# Marten



## Ruff (Jan 15, 2013)

Just a quick question, I recently started trapping Marten and I have had traps out for about month and still no luck. Weather just now got cold so hopefully that helps out. Just wondering if any of you had any tips. Thanks.


----------



## hassell (Feb 9, 2010)

What kind of terrain you trapping in? Ask away or PM me.


----------



## Ruff (Jan 15, 2013)

I'll get a pic soon. Mountainous...central Idaho, heavy timber.


----------



## azpredatorhunter (Jul 24, 2012)

Ruff said:


> Just a quick question, I recently started trapping Marten and I have had traps out for about month and still no luck. Weather just now got cold so hopefully that helps out. Just wondering if any of you had any tips. Thanks.


 either there's no marten around, or your the worst marten trapper ever...lol. just kidding.... what kind of bait are you using? you should try something different.


----------



## azpredatorhunter (Jul 24, 2012)

Bait for marten: carrion, chicken, fruit, berries... Lure : Skunk sent, or a mixture of jam, lard, and fish oil...


----------



## hassell (Feb 9, 2010)

Ruff said:


> I'll get a pic soon. Mountainous...central Idaho, heavy timber.
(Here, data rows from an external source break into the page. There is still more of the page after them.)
PR #2587, opened 2026-09-10
refactor!: remove node eviction

sdbondi:
Eviction is disabled on every network (`enable_eviction_proposal = false` in the shipped validator node preset) and is not a mechanism we want to carry into mainnet: it is a consensus-level punishment with no recovery path, gated on a missed-proposal counter that conflates liveness faults with equivocation. This removes it ahead of mainnet.

## What goes

- The `EvictNode` command and its atom, and its proposal / voting / commit paths.
- Eviction proof generation (`generate_eviction_proofs`) and submission to layer one. That was the only writer of the global DB's layer-one transaction table, so `BaseLayerDb`, `DbLayerOnePayloadType` and the epoch manager's `LayerOneSubmitter` plumbing go with it. The validator node's JSON-RPC registration/exit submission uses its own `FileLayerOneSubmitter` and is untouched.
- The `evicted_node` rocksdb column family and its reader/writer methods.
- The `missed_proposal_evict_threshold` consensus constant and the `enable_eviction_proposal` HotStuff config flag.
- Leader-view skipping of evicted validators, which collapses `get_leader_for_view` back to a plain leader-strategy lookup, and with it the `vote_to_skip_next` NEWVIEW-on-vote path.
- The eviction cucumber feature, the `single_shard_node_goes_down_and_gets_evicted` consensus test and the eviction-proof fixture test.

Missed-proposal statistics are still tracked (`missed_proposal_suspend_threshold` / `missed_proposal_recovery_threshold` are untouched); they simply no longer drive eviction.

## Compatibility

Chain state is unaffected: no live network ever committed an `EvictNode` command, so no stored block contains one.

A command's hash is its Borsh encoding, and the base layer recomputes that hash from `tari_sidechain::Command` when verifying an end-of-epoch inclusion proof. `EndEpoch` therefore has to keep the discriminant it has there. Rather than parking a placeholder variant in the `EvictNode` slot, `Command` now states its discriminants explicitly (`#[borsh(use_discriminant = true)]`, `#[repr(u8)]`) — so the variant is simply gone and 6 is absent, with nothing behind it renumbered. The slot can be reclaimed once `tari_sidechain` and minotari drop the variant.

Two tests hold that correspondence rather than leaving it to argument, in `crates/storage/src/consensus_models/command.rs`:

- `discriminants_match_the_sidechain_enum` serialises every variant alongside its `tari_sidechain::Command` counterpart and asserts the tag bytes are equal.
- `an_end_epoch_command_hashes_identically_on_both_sides` asserts the full `EndEpoch` command hash matches across the two enums.

Both fail loudly if a discriminant drifts (verified by deliberately renumbering `EndEpoch` to 6).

 Lots of snow? Tracks of what in your area? they like heavy timber.


----------



## SWAMPBUCK10PT (Apr 5, 2010)

*They live in the old Growth Timber here in the U.P. and Beaver meat and red Squirrel is about the Best you can use For Bait--also good for fisher----a little skunk scent helps too---Don't forget the beaver castor-----must not be many martin around your area--They can be caught the first night----Good luck keep trying--------sb*


----------



## Ruger (Jan 22, 2011)

Good luck! I tried to do a little marten trapping this year while I was working in the high country, but I only had my cage out for 2 days, got worried that I wouldn't be able to get back up there with snow storms threatening. Definitely one critter that's on my list of critters I want to catch.


----------



## Ruff (Jan 15, 2013)

az I very well could be the worst...starting to think that way. I'm using skunk bait with meat as bait.  I'm thinking I need to move to heavier timber. Most of my sets are like this, however I do have some boxes out.


----------



## jimmy shutt (Jun 2, 2013)

good luck hope you catch a few


----------



## hassell (Feb 9, 2010)

I see lots wrong with that set. Back to basics, how much marten tracks in the snow are you seeing, if any and or how far between areas' are there tracks, is there squirrel sign or heavy areas where there are a lot of sign ( my favorite bait ). Find the sign and set up accordingly. Den sets were my most productive of all, set at the base of big trees using branches from nearby trees, bait at the back ( not fastened down ) squirrels were the best, only one entrance, just big enough for a 110 coni or a # 0 or # 1 steel if legal, lots of little spikes ( small twigs that are sharp ) around the entrance, ( your guiding them into your trap ), fasten your trap with a fencing staple, when there is lots of action I would set a 110 on a partially blown down windfall around 4" thick ( they like the solid feeling under their feet ), set the spring loops on a couple cut off branches around the same thickness so that they will hold the trap upright, fasten bait or a frozen squirrel on the high side. At all of my sets I would place scent twigs from my homemade concoction ( rotten fish, oil of anise, some beaver castor, etc. ) mixed with glycerin if you have very cold temps. Your pic's I don't see a running pole going up to the entrance, fasten it to the tree if you have to as I said above they want some sturdy footing. I could go on forever and I know I left a lot out but there are some great old-time trappers on here that I am sure will chime.


----------



## Ruff (Jan 15, 2013)

Thanks hassell!


----------



## catcapper (Feb 11, 2010)

I've used tree boxes with coni's in areas where dogs were being used, but I've always caught more marten on the ground.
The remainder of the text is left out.